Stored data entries
┄┄┄┄┄┄
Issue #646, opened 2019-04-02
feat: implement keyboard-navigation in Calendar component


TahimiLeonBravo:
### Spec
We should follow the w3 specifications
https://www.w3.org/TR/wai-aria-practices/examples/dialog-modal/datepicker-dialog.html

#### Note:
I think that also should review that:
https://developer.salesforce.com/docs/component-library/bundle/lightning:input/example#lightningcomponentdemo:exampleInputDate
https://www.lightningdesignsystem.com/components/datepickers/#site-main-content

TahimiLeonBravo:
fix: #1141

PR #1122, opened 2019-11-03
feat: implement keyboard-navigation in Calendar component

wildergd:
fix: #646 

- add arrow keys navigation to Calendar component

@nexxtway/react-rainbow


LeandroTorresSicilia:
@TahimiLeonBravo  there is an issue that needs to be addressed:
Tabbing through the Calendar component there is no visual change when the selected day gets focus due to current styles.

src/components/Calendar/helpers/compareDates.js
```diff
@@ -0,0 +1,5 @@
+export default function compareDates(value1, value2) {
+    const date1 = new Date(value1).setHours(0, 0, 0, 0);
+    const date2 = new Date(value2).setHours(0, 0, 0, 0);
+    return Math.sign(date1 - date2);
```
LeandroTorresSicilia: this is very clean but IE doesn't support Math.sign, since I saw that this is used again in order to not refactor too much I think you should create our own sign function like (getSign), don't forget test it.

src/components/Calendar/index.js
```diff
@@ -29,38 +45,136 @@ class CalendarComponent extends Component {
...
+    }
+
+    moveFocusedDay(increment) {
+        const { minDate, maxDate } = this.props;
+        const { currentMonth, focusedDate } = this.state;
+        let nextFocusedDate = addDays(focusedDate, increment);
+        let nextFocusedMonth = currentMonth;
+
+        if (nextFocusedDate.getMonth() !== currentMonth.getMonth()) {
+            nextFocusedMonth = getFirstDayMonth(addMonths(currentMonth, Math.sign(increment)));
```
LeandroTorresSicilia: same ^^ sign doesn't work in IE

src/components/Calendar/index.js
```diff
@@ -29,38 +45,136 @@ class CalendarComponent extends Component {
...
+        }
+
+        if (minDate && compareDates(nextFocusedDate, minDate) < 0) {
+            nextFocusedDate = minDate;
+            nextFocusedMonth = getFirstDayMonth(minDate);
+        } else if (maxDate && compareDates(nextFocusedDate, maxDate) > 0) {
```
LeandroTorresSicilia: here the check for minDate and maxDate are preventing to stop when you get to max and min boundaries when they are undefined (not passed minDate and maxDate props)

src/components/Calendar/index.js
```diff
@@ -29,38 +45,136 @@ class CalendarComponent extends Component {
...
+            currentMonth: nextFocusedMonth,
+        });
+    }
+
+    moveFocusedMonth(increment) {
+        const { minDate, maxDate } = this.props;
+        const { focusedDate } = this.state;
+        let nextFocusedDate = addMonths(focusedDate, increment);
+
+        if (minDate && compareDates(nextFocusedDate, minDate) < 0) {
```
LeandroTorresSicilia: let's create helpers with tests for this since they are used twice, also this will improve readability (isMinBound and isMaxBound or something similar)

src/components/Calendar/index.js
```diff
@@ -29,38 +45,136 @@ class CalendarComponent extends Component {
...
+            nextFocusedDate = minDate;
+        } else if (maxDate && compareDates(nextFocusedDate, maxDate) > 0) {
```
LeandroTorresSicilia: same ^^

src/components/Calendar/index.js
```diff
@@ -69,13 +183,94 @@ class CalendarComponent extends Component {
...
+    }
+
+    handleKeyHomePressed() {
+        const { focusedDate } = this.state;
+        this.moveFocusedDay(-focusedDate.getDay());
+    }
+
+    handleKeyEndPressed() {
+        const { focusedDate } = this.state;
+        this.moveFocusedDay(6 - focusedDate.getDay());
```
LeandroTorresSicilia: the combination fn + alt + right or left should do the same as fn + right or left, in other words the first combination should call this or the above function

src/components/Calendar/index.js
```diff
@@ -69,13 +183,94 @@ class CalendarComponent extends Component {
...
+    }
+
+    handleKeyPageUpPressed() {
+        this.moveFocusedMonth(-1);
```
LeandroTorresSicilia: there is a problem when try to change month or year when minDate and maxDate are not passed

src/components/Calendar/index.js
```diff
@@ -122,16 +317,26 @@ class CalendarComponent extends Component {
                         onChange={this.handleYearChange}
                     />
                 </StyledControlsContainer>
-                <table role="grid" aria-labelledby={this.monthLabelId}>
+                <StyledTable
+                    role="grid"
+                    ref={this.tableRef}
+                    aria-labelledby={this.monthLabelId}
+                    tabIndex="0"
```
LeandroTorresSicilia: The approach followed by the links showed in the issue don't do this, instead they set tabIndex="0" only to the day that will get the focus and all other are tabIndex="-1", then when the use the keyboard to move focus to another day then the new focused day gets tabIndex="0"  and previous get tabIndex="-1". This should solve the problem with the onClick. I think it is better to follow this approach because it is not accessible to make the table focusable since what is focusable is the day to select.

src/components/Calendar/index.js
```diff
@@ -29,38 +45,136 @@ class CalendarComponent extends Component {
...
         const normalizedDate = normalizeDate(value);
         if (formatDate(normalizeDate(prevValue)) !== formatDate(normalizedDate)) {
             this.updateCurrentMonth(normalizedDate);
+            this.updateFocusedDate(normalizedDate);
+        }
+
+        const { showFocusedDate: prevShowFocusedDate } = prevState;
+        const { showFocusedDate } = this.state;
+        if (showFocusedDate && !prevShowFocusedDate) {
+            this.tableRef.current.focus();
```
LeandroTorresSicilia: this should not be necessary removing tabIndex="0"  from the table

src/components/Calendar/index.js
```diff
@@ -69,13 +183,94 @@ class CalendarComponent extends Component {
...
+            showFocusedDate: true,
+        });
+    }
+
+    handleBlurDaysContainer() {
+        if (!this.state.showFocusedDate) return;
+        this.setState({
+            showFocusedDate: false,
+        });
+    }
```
┄┄┄┄┄┄
WORK ORDER
From the lines above, copy those that contain the word "create".

ANSWER SECTION
LeandroTorresSicilia: this is very clean but IE doesn't support Math.sign, since I saw that this is used again in order to not refactor too much I think you should create our own sign function like (getSign), don't forget test it.
LeandroTorresSicilia: let's create helpers with tests for this since they are used twice, also this will improve readability (isMinBound and isMaxBound or something similar)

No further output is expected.